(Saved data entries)
=== Section Start ===

PR #108, opened 2018-08-30
difference-of-squares: renamed square_sums to square_sum

Scientifica96:
Renamed `square_sums` to `square_sum`.


Scientifica96:
It's a pleasure :D

Issue #109, opened 2018-09-05
Unit tests should check for vector parameters


xarxziux:
Having completed all the core exercises and most of the side exercises on the R track, it's become clear to me that while Exercisms testing model works well enough for general-purpose languages, it breaks down for languages that do things a little differently like R.  The general design of the tests is that they assume that the student is going to produce a function that accepts a single value.  To test several input values, the student's function is called several times with different single values.

This works fine for a general-purpose language like Python or JavaScript, but it breaks down for R which has no concept of single values.  Instead, a declaration like `x <- 1` does not create an integer or number value, but a numeric vector of size 1.  This is a very important concept in R and one that needs to be emphasised to students of the language.  I didn't have a firm grasp of this concept myself until recently, despite using R in a professional capacity for some time.  Unfortunately the unit tests as they stand don't require the student to "think in R" and allow them to assume that the input values are single-element vectors.  I've come to realise while working through the track that I've been guilty of this myself.

The solution to this is quite straightforward: in each exercise, in addition to the current tests, there should be one final test that takes all the values from the previous tests, combines them into a vector (or list, if appropriate) and sends that vector or list to the students function.  This will check if they've made the mistake of assuming that the input is a single value, or if they've respected the R way of doing things.  This may well break existing solutions (including most of mine), but I think it's a change worth making.

I'm happy to submit the PR's for this myself, but I'd like to see if you agree with my observations and think this is worth doing first.

jonmcalder:
Thanks for the feedback!

This is an interesting point that you raise and so I get where you are coming from. I'm not entirely sure I agree with the conclusion that you jumping to here though (i.e. to extend all the tests to explicitly check for this).

> This is a very important concept in R and one that needs to be emphasised to students of the language.

I agree that this is important an important concept, but I also want to be sensitive to the spectrum of users of R. Often newer users of R are not necessarily aiming to be R developers (although that may change over time). Maybe for the audience of Exercism users learning/practicing R they will typically tend to be more towards the developer end of the spectrum (especially if they know other programming languages already, but this is not always the case).

My gut feel is that maybe this concept of things in R generally being vectorized by default should be made explicit later on in the R track and thus only introduced into the later tests? Alternatively maybe even just making these optional extra tests to pass (maybe with motivations in one or two key exercises as to why this concept is important/valuable for R developers).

=== Section End ===

Required work
Reproduce, exactly as they stand in the data above, the lines from the one that holds "This works fine" to the one that holds "Thanks for the feedback!", inclusive.

Answer to the problem
This works fine for a general-purpose language like Python or JavaScript, but it breaks down for R which has no concept of single values.  Instead, a declaration like `x <- 1` does not create an integer or number value, but a numeric vector of size 1.  This is a very important concept in R and one that needs to be emphasised to students of the language.  I didn't have a firm grasp of this concept myself until recently, despite using R in a professional capacity for some time.  Unfortunately the unit tests as they stand don't require the student to "think in R" and allow them to assume that the input values are single-element vectors.  I've come to realise while working through the track that I've been guilty of this myself.

The solution to this is quite straightforward: in each exercise, in addition to the current tests, there should be one final test that takes all the values from the previous tests, combines them into a vector (or list, if appropriate) and sends that vector or list to the students function.  This will check if they've made the mistake of assuming that the input is a single value, or if they've respected the R way of doing things.  This may well break existing solutions (including most of mine), but I think it's a change worth making.

I'm happy to submit the PR's for this myself, but I'd like to see if you agree with my observations and think this is worth doing first.

jonmcalder:
Thanks for the feedback!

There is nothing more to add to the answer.